WHAT IS NEEDED: Starting at the top of the data and ending with the line that holds "We could improve", transcribe each line exactly; include both ends.

GIVEN RECORDS:
PR #1901, opened 2025-04-11
fix: improve peer reconciliation

### LINKED ISSUE #1871: Improve the reconciliation between peers when calling `addPeer`
Currently we are facing an issue in production when the connection between edge servers drops and they try to reconnect.

This happens because the reconciliantion system implemented inside `addPeer` is quite naive:
- https://github.com/garden-co/jazz/blob/main/packages/cojson/src/sync.ts#L321

We could improve it by:
- Reviewing carefully the messages sent for each entry state, and do different things when re-connection to a pre-existing peer
- Excecute the reconcilation with low priority, to not bring down the core server

gdorsi:
fixes #1871


packages/cojson/src/sync.ts
```diff
@@ -285,27 +291,85 @@ export class SyncManager {
...
+  }
+
+  async addPeer(peer: Peer) {
     const prevPeer = this.peers[peer.id];
     const peerState = new PeerState(peer, prevPeer?.knownStates);
     this.peers[peer.id] = peerState;
 
     if (prevPeer && !prevPeer.closed) {
       prevPeer.gracefulShutdown();
+      await prevPeer.processMessages?.catch((e) => {});
```
gdorsi: We need to wait for the previous peer to process all the incoming messages before starting to process the new  peer messages.

This is probably why, on frequent reconnections, the sync server starts to have troubles.

packages/cojson/src/sync.ts
```diff
@@ -285,27 +291,85 @@ export class SyncManager {
...
         type: "COMBINE_WITH",
-        id,
+        id: coValue.id,
         value: coValue.knownState(),
       });
     }
   }
 
-  addPeer(peer: Peer) {
+  async startPeerReconciliation(peer: PeerState) {
```
gdorsi, line 240: Before we were sending the content without waiting for the `known` state from the server.

Done some changes so we just send a `load` request for each available coValue to the server.

Added some logic to make the server request the content if they notice that they miss some content from the client.

The downside is that we now wait for the server response before sending the content, but we should send less messages around (in theory)

packages/cojson/src/sync.ts
gdorsi: Quick fix, doesn't handle more than one peers in line to be added.

Will improve in the final version of the PR

packages/cojson/src/tests/sync.test.ts
```diff
@@ -654,32 +662,228 @@ test("When we connect a new server peer, we try to sync all existing coValues to
...
+      msg: {
+        action: "known",
+        asDependencyOf: undefined,
+        ...group.core.knownState(),
+      },
+    },
+    {
+      from: "client",
+      msg: map.core.newContentSince(undefined)?.[0],
+    },
```
gdorsi: We send the same content twice 🤔

packages/cojson/src/tests/sync.test.ts
```diff
@@ -654,32 +662,228 @@ test("When we connect a new server peer, we try to sync all existing coValues to
...
+        ...map.core.knownState(),
+      },
+    },
+    {
+      from: "client",
+      msg: {
+        action: "content",
+        ...map.core.newContentSince(knownStateBefore)?.[0],
+      },
+    },
```
gdorsi: We send the same content twice 🤔

packages/jazz-tools/src/coValues/account.ts
```diff
@@ -288,11 +288,15 @@ export class Account extends CoValueBase implements CoValue {
...
-    return this.create<A>({
+    const account = await this.create<A>({
       creationProps: options.creationProps,
       crypto: as._raw.core.node.crypto,
       peersToLoadFrom: [connectedPeers[0]],
     });
+
+    await account.waitForAllCoValuesSync();
+
+    return account;
```
gdorsi, line 299: Needed this change because the content reconciliation now requires more than one roundtrip.

packages/cojson/src/sync.ts
```diff
@@ -189,65 +190,6 @@ export class SyncManager {
...
-      this.trySendToPeer(peer, {
-        action: "load",
-        ...coValue.knownState(),
-      }).catch((e: unknown) => {
-        logger.error("Error sending load", { err: e });
-      });
-    }
-  }
-
-  async tellUntoldKnownStateIncludingDependencies(
```
gdorsi, line 228: These two methods have been optimized away. See below.

packages/cojson/src/PeerState.ts
```diff
@@ -150,4 +153,35 @@ export class PeerState {
     this.peer.outgoing.close();
     this.closed = true;
   }
+
+  async processIncomingMessages(callback: (msg: SyncMessage) => Promise<void>) {
```
gdorsi, line 157: Moved this logic inside PeerState to handle the tracking of incomingMessagesProcessingPromise internally

packages/cojson/src/sync.ts
```diff
@@ -189,56 +190,35 @@ export class SyncManager {
...
       coValue
         .getDependedOnCoValues()
-        .map((dependentCoID) =>
-          this.tellUntoldKnownStateIncludingDependencies(
-            dependentCoID,
-            peer,
-            asDependencyOf || id,
-          ),
-        ),
+        .map((id) => this.sendNewContentIncludingDependencies(id, peer)),
```
gdorsi, line 208: Refactored to send the `known` message inside `sendNewContentIncludingDependencies`

This way we can optimize away the known message when we have new content to sync.

packages/cojson/src/sync.ts
```diff
@@ -189,56 +190,35 @@ export class SyncManager {
...
+      peer.optimisticKnownStates.get(id),
     );
 
-    if (!peer.toldKnownState.has(id)) {
+    if (newContentPieces) {
+      for (const piece of newContentPieces) {
+        this.trySendToPeer(peer, piece).catch((e: unknown) => {
+          logger.error("Error sending content piece", { err: e });
+        });
+      }
```
gdorsi, line 220: Simplified this part, before:
```ts
     const optimisticKnownStateBefore =
        peer.optimisticKnownStates.get(id) || emptyKnownState(id);

      const sendPieces = async () => {
        let lastYield = performance.now();
        for (const [_i, piece] of newContentPieces.entries()) {
          this.trySendToPeer(peer, piece).catch((e: unknown) => {
            logger.error("Error sending content piece", { err: e });
          });

          if (performance.now() - lastYield > 10) {
            await new Promise<void>((resolve) => {
              setTimeout(resolve, 0);
            });
            lastYield = performance.now();
          }
        }
      };

      sendPieces().catch((e) => {
        logger.error("Error sending new content piece, retrying", { err: e });
        peer.optimisticKnownStates.dispatch({
          type: "SET",
          id,
          value: optimisticKnownStateBefore ?? emptyKnownState(id),
        });
        return this.sendNewContentIncludingDependencies(id, peer);
      });
```

Removed the scheduling code, now we have scheduling inside the outgoing messages.
Also the error management was quite unreachable.

packages/cojson/src/sync.ts
```diff
@@ -248,66 +228,101 @@ export class SyncManager {
...
+      }).catch((e: unknown) => {
+        logger.error("Error sending load", { err: e });
       });
     }
   }
 
-  addPeer(peer: Peer) {
+  nextPeer: Map<PeerID, Peer> = new Map();
+
+  async addPeer(peer: Peer) {
```
gdorsi, line 311: Major fix here.

Before we weren't waiting for the previous peer to completely close and we lacked support multiple subsequent reconnections.

packages/cojson/src/sync.ts
```diff
@@ -403,30 +402,23 @@ export class SyncManager {
...
 
       if (eligiblePeers.length === 0) {
-        // If the load request contains a header or any session data
-        // and we don't have any eligible peers to load the coValue from
-        // we try to load it from the sender because it is the only place
-        // where we can get informations about the coValue
-        if (msg.header || Object.keys(msg.sessions).length > 0) {
-          entry.loadFromPeers([peer]).catch((e) => {
-            logger.error("Error loading coValue in handleLoad", { err: e });
-          });
```
gdorsi, line 422: Removed this part because sending a `known` message gives us what we need for this situation (content syncing) and there is no need for requesting the CoValue load.

packages/cojson/src/sync.ts
```diff
@@ -461,27 +448,23 @@ export class SyncManager {
...
         id: msg.id,
         header: false,
         sessions: {},
       });
     }
-
-    if (entry.state.type === "available") {
-      await this.tellUntoldKnownStateIncludingDependencies(msg.id, peer);
-      await this.sendNewContentIncludingDependencies(msg.id, peer);
-    }
```
gdorsi, line 493: Moved up in the else/if

packages/cojson/src/sync.ts
```diff
@@ -493,31 +476,6 @@ export class SyncManager {
       value: knownStateIn(msg),
     });
 
-    if (entry.state.type === "unknown" || entry.state.type === "unavailable") {
-      if (msg.asDependencyOf) {
```
gdorsi, line 506: This was very likely a workaround.

I think it's not needed anymore

packages/cojson/src/sync.ts
```diff
@@ -729,10 +686,8 @@ export class SyncManager {
       if (peer.erroredCoValues.has(coValue.id)) continue;
 
       if (peer.optimisticKnownStates.has(coValue.id)) {
-        await this.tellUntoldKnownStateIncludingDependencies(coValue.id, peer);
         await this.sendNewContentIncludingDependencies(coValue.id, peer);
       } else if (peer.isServerOrStoragePeer()) {
-        await this.subscribeToIncludingDependencies(coValue.id, peer);
         await this.sendNewContentIncludingDependencies(coValue.id, peer);
```
gdorsi, line 717: Before https://github.com/garden-co/jazz/pull/1741/files we needed to send a `load` message to the server to trigger the load of the CoValue from storage before sending content.

Now it's not required anymore.

Also the subscription is handled inside sendNewContentIncludingDependencies

packages/cojson/src/tests/sync.load.test.ts
```diff
@@ -0,0 +1,336 @@
...
+      ),
+    ).toMatchInlineSnapshot(`
+      [
+        "client -> LOAD Map sessions: empty",
+        "server -> CONTENT Group header: true new: After: 0 New: 3",
+        "client -> KNOWN Group sessions: header/3",
+        "server -> CONTENT Map header: true new: After: 0 New: 1",
+        "client -> KNOWN Group sessions: header/3",
+        "client -> KNOWN Map sessions: header/1",
+        "client -> KNOWN Map sessions: header/1",
```
gdorsi, line 44: Still having a duplicated KNOWN message here, in the end as ACK. 🤔

packages/cojson/src/tests/sync.test.ts
```diff
@@ -33,454 +40,6 @@ beforeEach(async () => {
   jazzCloud = setupSyncServer();
 });
 
-test("Node replies with initial tx and header to empty subscribe", async () => {
```
gdorsi, line 36: Replaced these tests with the ones inside `sync.load` and `sync.peerReconciliation`

packages/jazz-tools/src/tests/groupsAndAccounts.test.ts
```diff
@@ -155,7 +155,7 @@ describe("Group inheritance", () => {
     const mapAsReaderAfterUpdate = await TestMap.load(mapInGrandChild.id, {
       loadAs: reader,
     });
-    expect(mapAsReaderAfterUpdate?.title).toBe("In Grand Child");
+    expect(mapAsReaderAfterUpdate).toBe(null);
```
gdorsi, line 158: This is actually what should happen when the user lose access to the map.

Probably because of the optimizations it happens with less event loop iterations.

tests/e2e/tests/RetryUnavailable.test.ts
```diff
@@ -21,8 +21,6 @@ test.describe("Retry unavailable states", () => {
       timeout: 20_000,
     });
 
-    await setTimeout(1000);
```
gdorsi, line 24: Had to remove this timeout, probably because since now the peer reconciliation doesn't send the content directly it takes more time.

packages/cojson-storage-sqlite/src/tests/sqlite.test.ts
```diff
@@ -0,0 +1,321 @@
...
+  expect(map2.get("hello")).toBe("world");
+
+  expect(
+    toSimplifiedMessages(
+      {
+        Map: map.core,
+        Group: group.core,
+      },
+      node2Sync.messages,
+    ),
```
gdorsi, line 115: Created a test utility to be able to use snapshot tests against the sync messages.

I've basically summarized all the important bits and removed all the randomized ids and sessions

emmyoh (commented):
Your comments (both in code and PR) were super useful. No feedback on how to better document this 👍

packages/cojson-storage-sqlite/src/tests/sqlite.test.ts
aeplay: love it

packages/cojson-storage-sqlite/src/tests/sqlite.test.ts
```diff
@@ -0,0 +1,321 @@
...
+  ).toMatchInlineSnapshot(`
+    [
+      "client -> LOAD Map sessions: empty",
+      "storage -> KNOWN Group sessions: header/3",
+      "storage -> CONTENT Group header: true new: After: 0 New: 3",
+      "client -> KNOWN Group sessions: header/3",
+      "storage -> KNOWN Map sessions: header/1",
+      "storage -> CONTENT Map header: true new: After: 0 New: 1",
```
gdorsi, line 123: We can probably optimize away those `storage -> KNOWN` messages because the content is enough to update the knownState

packages/cojson/src/sync.ts
aeplay: bravo!

packages/jazz-tools/src/coValues/account.ts
aeplay: thanks for catching it

packages/cojson/src/sync.ts
```diff
@@ -257,66 +237,101 @@ export class SyncManager {
...
-    const coValue = this.local.expectCoValueLoaded(id);
+  async startPeerReconciliation(peer: PeerState) {
+    const coValuesOrderedByDependency: CoValueCore[] = [];
 
-    await Promise.all(
-      coValue
-        .getDependedOnCoValues()
-        .map((id) => this.sendNewContentIncludingDependencies(id, peer)),
-    );
+    const requested = new Set<string>();
```
aeplay:
```suggestion
    const gathered = new Set<string>();
```

(`requested` sounds like you're already doing some syncing, when you're just gathering & ordering them)

packages/cojson/src/sync.ts
```diff
@@ -257,66 +237,101 @@ export class SyncManager {
...
 
-    const newContentPieces = coValue.newContentSince(
-      peer.optimisticKnownStates.get(id),
-    );
+    const buildOrderedCoValueList = (coValue: CoValueCore) => {
+      if (requested.has(coValue.id)) {
```
aeplay:
```suggestion
      if (gathered.has(coValue.id)) {
```

packages/cojson/src/sync.ts
```diff
@@ -257,66 +237,101 @@ export class SyncManager {
...
-      const optimisticKnownStateBefore =
-        peer.optimisticKnownStates.get(id) || emptyKnownState(id);
-
-      const sendPieces = async () => {
-        let lastYield = performance.now();
-        for (const [_i, piece] of newContentPieces.entries()) {
-          this.trySendToPeer(peer, piece).catch((e: unknown) => {
-            logger.error("Error sending content piece", { err: e });
-          });
+      requested.add(coValue.id);
```
aeplay:
```suggestion
      gathered.add(coValue.id);
```

aeplay (approved):
Just have one variable rename suggestion, otherwise all LGTM! Thank you very much

emmyoh (approved):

RESULT:
PR #1901, opened 2025-04-11
fix: improve peer reconciliation

### LINKED ISSUE #1871: Improve the reconciliation between peers when calling `addPeer`
Currently we are facing an issue in production when the connection between edge servers drops and they try to reconnect.

This happens because the reconciliantion system implemented inside `addPeer` is quite naive:
- https://github.com/garden-co/jazz/blob/main/packages/cojson/src/sync.ts#L321

We could improve it by:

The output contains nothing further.